Note: Don't use DASK_JIT_UNSPILL when running BlazingSQL queries.

Then run the following on every other node from gpu_bdb/cluster_configuration/.

bash cluster-startup.sh

This will spin up one Dask worker per GPU. If you are running on a single node, you will only need to run bash cluster-startup.sh SCHEDULER.

If you are using a Slurm cluster, please adapt the example Slurm setup in gpu_bdb/benchmark_runner/slurm/ which uses gpu_bdb/cluster_configuration/cluster-startup-slurm.sh.

Running the Queries

To run a query, starting from the repository root, go to the query specific subdirectory. For example, to run q07:

cd gpu_bdb/queries/q07/

The queries assume that they can attach to a running Dask cluster. Cluster address and other benchmark configuration lives in a yaml file (gpu_bdb/benchmark_runner/becnhmark_config.yaml). You will need to fill this out as appropriate if you are not using the Slurm cluster configuration.

conda activate rapids-gpu-bdb
python gpu_bdb_query_07.py --config_file=../../benchmark_runner/benchmark_config.yaml

To NSYS profile a gpu-bdb query, change start_local_cluster in benchmark_config.yaml to True and run:

nsys profile -t cuda,nvtx python gpu_bdb_query_07_dask_sql.py --config_file=../../benchmark_runner/benchmark_config.yaml

Note: There is no need to start workers with cluster-startup.sh as there is a LocalCUDACluster being started in attach_to_cluster API.

Performance Tracking

This repository includes optional performance-tracking automation using Google Sheets. To enable logging query runtimes, on the client node:

export GOOGLE_SHEETS_CREDENTIALS_PATH=<path to creds.json>

Then configure the --sheet and --tab arguments in benchmark_config.yaml.

Running all of the Queries

The included benchmark_runner.py script will run all queries sequentially. Configuration for this type of end-to-end run is specified in benchmark_runner/benchmark_config.yaml.

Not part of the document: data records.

PR #1521, opened 2024-08-20
Hill shading improvements + new algorithm #2

Sublimis:
- Enable sub-classing of hill shading algorithms, so users of the library can create theirs

- Get rid of the memory mapping of DEM files, use a simple and more efficient `BufferedInputStream` instead (`InputStream` in general, instead of the `ByteBuffer`)

- Create a new hill shading algorithm with better appearance and more customization

### DIFF
--- a/mapsforge-map-android/src/main/java/org/mapsforge/map/android/hills/DemFileAndroidContent.java
+++ b/mapsforge-map-android/src/main/java/org/mapsforge/map/android/hills/DemFileAndroidContent.java
@@ -1,5 +1,6 @@
 /*
  * Copyright 2022 usrusr
+ * Copyright 2024 Sublimis
  *
  * This program is free software: you can redistribute it and/or modify it under the
  * terms of the GNU Lesser General Public License as published by the Free Software
@@ -15,6 +16,7 @@
 package org.mapsforge.map.android.hills;
 
 import android.content.ContentResolver;
+
 import org.mapsforge.core.util.IOUtils;
 import org.mapsforge.map.layer.hills.DemFile;
 import org.mapsforge.map.layer.hills.DemFileFS;
@@ -22,11 +24,10 @@ import org.mapsforge.map.layer.hills.DemFileFS;
 import java.io.FileNotFoundException;
 import java.io.IOException;
 import java.io.InputStream;
-import java.nio.ByteBuffer;
 
 public class DemFileAndroidContent implements DemFile {
-    private final DemFolderAndroidContent.Entry entry;
-    private final ContentResolver contentResolver;
+    protected final DemFolderAndroidContent.Entry entry;
+    protected final ContentResolver contentResolver;
 
     public DemFileAndroidContent(DemFolderAndroidContent.Entry entry, ContentResolver contentResolver) {
         this.entry = entry;
@@ -49,7 +50,7 @@ public class DemFileAndroidContent implements DemFile {
     }
 
     @Override
-    public ByteBuffer asByteBuffer() throws IOException {
+    public InputStream asStream() throws IOException {
         InputStream stream = null;
         try {
             String nameLowerCase = entry.name.toLowerCase();
@@ -57,7 +58,7 @@ public class DemFileAndroidContent implements DemFile {
             if (nameLowerCase.endsWith(".zip")) {
                 return DemFileFS.tryZippedSingleHgt(entry.name, stream);
             } else {
-                return DemFileFS.streamAsByteBuffer(entry.name, stream, (int) entry.size);
+                return DemFileFS.streamReadPart(entry.name, stream, (int) entry.size);
             }
         } finally {
             IOUtils.closeQuietly(stream);
--- a/mapsforge-map-android/src/main/java/org/mapsforge/map/android/hills/DemFolderAndroidContent.java
+++ b/mapsforge-map-android/src/main/java/org/mapsforge/map/android/hills/DemFolderAndroidContent.java
@@ -1,5 +1,6 @@
 /*
  * Copyright 2022 usrusr
+ * Copyright 2024 Sublimis
  *
  * This program is free software: you can redistribute it and/or modify it under the
  * terms of the GNU Lesser General Public License as published by the Free Software
@@ -19,6 +20,7 @@ import android.content.Context;
 import android.database.Cursor;
 import android.net.Uri;
 import android.provider.DocumentsContract;
+
 import org.mapsforge.core.util.IOUtils;
 import org.mapsforge.map.layer.hills.DemFile;
 import org.mapsforge.map.layer.hills.DemFolder;
@@ -134,7 +136,7 @@ public class DemFolderAndroidContent implements DemFolder {
         }
     }
 
-    static class Entry {
+    public static class Entry {
         final Uri uri;
         final String name;
         final boolean isDir;
@@ -178,11 +180,11 @@ public class DemFolderAndroidContent implements DemFolder {
         };
 
         Cursor c = null;
+        List<Entry> result = new ArrayList<>();
         try {
             c = contentResolver.query(childrenUri, columns, null, null, null);
 
-            List<Entry> result = new ArrayList<>();
-            while (c.moveToNext()) {
+            while (c != null && c.moveToNext()) {
                 String fileDocId = c.getString(0);
                 String name = c.getString(1);
                 String mimeType = c.getString(2);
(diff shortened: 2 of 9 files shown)


devemux86:
@Sublimis thanks!

No shade seems to work only on Android. Desktop still always shows shades (see desktop image).

Is there an easy way for the other algorithms to not show a shade when there is no slope?

Desktop

Sublimis:
This doesn't seem like an effect of the new algorithm (ClearAsymmetryShadingAlgorithm), but something else. Not sure, though, will check and get back to you. Can you compare slightly more zoomed in screenshots with those of other algorithms? If the effect is visible only over the sea, this should be indicative.
Can it be caching effect, i.e. outside areas (those darker) are cached tiles made with other algorithm which shaded them?

Unfortunately there's no easy way for other algorithms (Simple and Diffuse), as they split the shading range in the middle, and use lower half (less shading) for one direction, and upper half (more shading) for other direction. Flat areas being in the middle always get 50% shading. When this is fixed, i.e. we put flat areas at zero shading, and distribute the shading range asymmetrically over two slope directions, we basically arrive at the new algorithm presented (ClearAsymmetryShadingAlgorithm).

devemux86:
@Sublimis thanks for the extra info!

I make the tests without permanent cache, so it is always new rendered tiles.

The sea has different colors with all algorithms on desktop.
The other 2 algorithms have a dark shade, the new algorithm has a light shade.
Maybe there is something on desktop Java color rendering.

devemux86:
> No shade seems to work only on Android. Desktop still shows shades (see desktop image).

This seems to be related to `AwtCanvas.selectHillShadingComposite`,
using `AlphaComposite` (current implementation) or `AwtLuminanceShadingComposite` (no sea shades).

Sublimis:
The solution seems to be very simple. Take a look at line 49 of the `AwtCanvas.java`:

```java
private static final java.awt.Color NEUTRAL_HILLS = new java.awt.Color(127, 127, 127);
```

This is 50% gray shade.

Instead, it should be:

```java
private static final java.awt.Color NEUTRAL_HILLS = new java.awt.Color(0, 0, 0, 0);
```

(last extra zero is alpha component).

Even better than "drawing" a 100% transparent bitmap would probably be to draw nothing at all in this case, lines 483 to 496:
```java
        if (bitmap == null) {
            // apply flat shading
            if (tileRect != null) {
                this.graphics2D.setClip(
                        (int) Math.round(tileRect.left), (int) Math.round(tileRect.top),
                        (int) Math.round(tileRect.right - (int) tileRect.left), (int) Math.round(tileRect.bottom) - (int) Math.round(tileRect.top) // subtract in after rounding to get same error as on neighbor tile
                );
            }
            this.graphics2D.setColor(NEUTRAL_HILLS);
            this.graphics2D.fillRect(0, 0, getWidth(), getHeight());
            this.graphics2D.setComposite(oldComposite);
            this.graphics2D.setClip(null);
            return;
        }
```

devemux86:
@Sublimis thanks for the ideas.

Have you tried them? Unfortunately none of them work.
Only `AwtLuminanceShadingComposite` seems to work.

devemux86:
@Sublimis thanks for your nice work! :+1:

Sublimis:
> Have you tried them? Unfortunately none of them work. Only `AwtLuminanceShadingComposite` seems to work.

Sorry, no, just looking at the code, should have mentioned that.

Sublimis:
@devemux86 
50% gray for "neutral hills" seemed a logical, if not the only possible culprit, and since this constant hasn't changed, are you sure that this problem is fixed for all use cases? What if someone puts `Parameters.LUMINANCE_COMPOSITE = false`, what motivation and consequences would be in doing that?

Sublimis:
@devemux86
If a v0.22.0 release is planned soon, maybe you can give us a few more days for further hill shading improvements? The plan is to remove the gray shade of flat areas from the Simple and Diffuse algorithms without major impact on the algorithms themselves. Maybe then there will be no need for `Parameters.LUMINANCE_COMPOSITE`.

If we do this, is it better to mark them as `@Deprecated` and create new classes with similar names, or to just modify the existing algorithms as such?

devemux86:
@Sublimis 

There is still no plan for the next version, so we have plenty of time for improvements.

> The plan is to remove the gray shade of flat areas from the Simple and Diffuse algorithms without major impact on the algorithms themselves.

That would be great! :+1: 

> Maybe then there will be no need for Parameters.LUMINANCE_COMPOSITE?

If the old algorithms can be improved to work without gray shade on flat areas
and we manage to fix the desktop `AlphaComposite` then we can revert this flag.

>  is it better to mark them as @Deprecated and create new classes with similar names, or to just modify the existing algorithms as such?

Removing the gray shade in flat areas is something we want for all algorithms?
So we can directly modify the existing algorithms.

devemux86:
@Sublimis 

Is there any news on the work to remove the gray shade of flat areas from the Simple and Diffuse algorithms?

devemux86:
@Sublimis 

Is there any news on the work to remove the gray shade of flat areas from the Simple and Diffuse algorithms?

devemux86:
@Sublimis 

Is there any news on the work to remove the gray shade of flat areas from the Simple and Diffuse algorithms?

Sublimis:
Yes -- sorry for the wait. This was the easy part, but we also created two new algorithms, both of which can look similar to the diffuse, but with more possible adjustments and optimizations, and clearer math. One of them is the "ultimate" high resolution algorithm (explanation comes with the code), and for the last week we've been trying to parallelize it to improve performance. This was a bit of a nightmare, but we succeeded yesterday. Multi-threading as an option will therefore be available in our other algorithms as well.

Since more work is needed on the new algorithms, we can create a pull request just for the fixes to the existing algorithms to reduce the delay, and then another later for the new algorithms, is that okay?

Here is an example of the original versus the corrected diffuse algorithm as it currently stands:

20240905_diffuse_original20240905_diffuse_corrected

Sublimis:
And the high resolution one as it currently stands:

20240905_high_resolution

devemux86:
@Sublimis Impressive results! :+1: 

Which algorithms will have a multi-threading option?
The new ones or all algorithms?

> Since more work is needed on the new algorithms, we can create a pull request just for the fixes to the existing algorithms to reduce the delay, and then another later for the new algorithms, is that okay?

Let's do this, so we can test the changes in the old algorithms.

> high resolution

Do you use 1" for this? Aren't they slow to process?

Sublimis:
We ended up fighting on two fronts: While working on our shading algorithms, we found some inefficiencies in `HgtCache`, the class that prepares hill shading data for rendering, due to a lack of proper synchronization. As if someone forgot that e.g. `HgtCache.getHillshadingBitmap()` can be called simultaneously by multiple threads. This could (and did, as debugging clearly showed) lead to race conditions i.e. extra redundant work being done by more than one thread (for example indexing HGT files, but also bitmap rendering), a work that ends up being discarded for all but the thread that finishes first.

So we took care of this, and while there, we also implemented reading DEM data from ZIP archives containing multiple HGT files, so files downloaded from e.g. viewfinderpanoramas.org can be used as is, without repackaging.

Should we make a separate pull request for these improvements (separate from hill shading algorithms)?

devemux86:
@Sublimis 

> Should we make a separate pull request for these improvements (separate from hill shading algorithms)?

Let's do it this way. :+1:

devemux86:
@Sublimis 

One thing I have seen with the recent improvements, is that the hill shading is not as "strong" anymore.

For example, in the past the "simple" algorithm had more "strong" hill shading, it looked better to the eyes.

devemux86:
@Sublimis 

One thing I have seen with the recent improvements, is that the hill shading is not as "strong" anymore.

For example, in the past the "simple" algorithm had more "strong" hill shading, it looked better to the eyes.
(using the same 3" data)

Sublimis:
Unfortunately, there is no single "perfect" method of shading hills, it's all a matter of wishes and compromises. Let us explain.

Previous versions of the algorithms had maximum contrast between NW and SE facing slopes: if you imagine a very steep hill with a triangle-like cross-section, spanning from SW to NE, then the NW-facing slope would have a shading value of 0, and the SE-facing slope would have 255 (in the range 0-255). At the top of such a hill there would be a "cut", an apparent line where two such opposite slopes meet, one with 0 and the other with 255 shading, so we can call it a "maximum contrast cut". Walking over the top of such a hill, the shading quickly changes from 0 to 127 (horizontal) to 255. However, for this to happen, the horizontal surface must be between the two extremes (unwanted horizontal shading), and the shading of NW slopes decreases as the slope is steeper.

The current versions do not have such a maximum cut at the top of the hill, but a milder one. Horizontal surfaces are at 0 shading. NW slopes get shading proportional to the steepness, up to some maximum that can be less than 255 (and by default it is; 128 in the case of simple shading, which would be called 50% asymmetry in light of upcoming algorithms). The shading of SE slopes is similar, but always goes to 255. Walking over the top of such a hill, the shading quickly changes from 128 to 255 (going down to 0 and back up in an instant), which is less contrast.

This can be alleviated somewhat (in upcoming algorithms, but perhaps also in the current ClearAsymmetry implementation) by adjusting the algorithm parameters, for example the maximum slope and the asymmetry factor.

To run all queries, cd to gpu_bdb/ and:

python benchmark_runner.py --config_file benchmark_runner/benchmark_config.yaml

By default, this will run each Dask query five times, and, if BlazingSQL queries are enabled in benchmark_config.yaml, each BlazingSQL query five times. You can control the number of repeats by changing the N_REPEATS variable in the script.

BlazingSQL

BlazingSQL implementations of all queries are included. BlazingSQL currently supports communication via TCP. To run BlazingSQL queries, please follow the instructions above to create a cluster using CLUSTER_MODE=TCP.

Data Generation

The RAPIDS queries expect Apache Parquet formatted data. We provide a script which can be used to convert bigBench dataGen's raw CSV files to optimally sized Parquet partitions.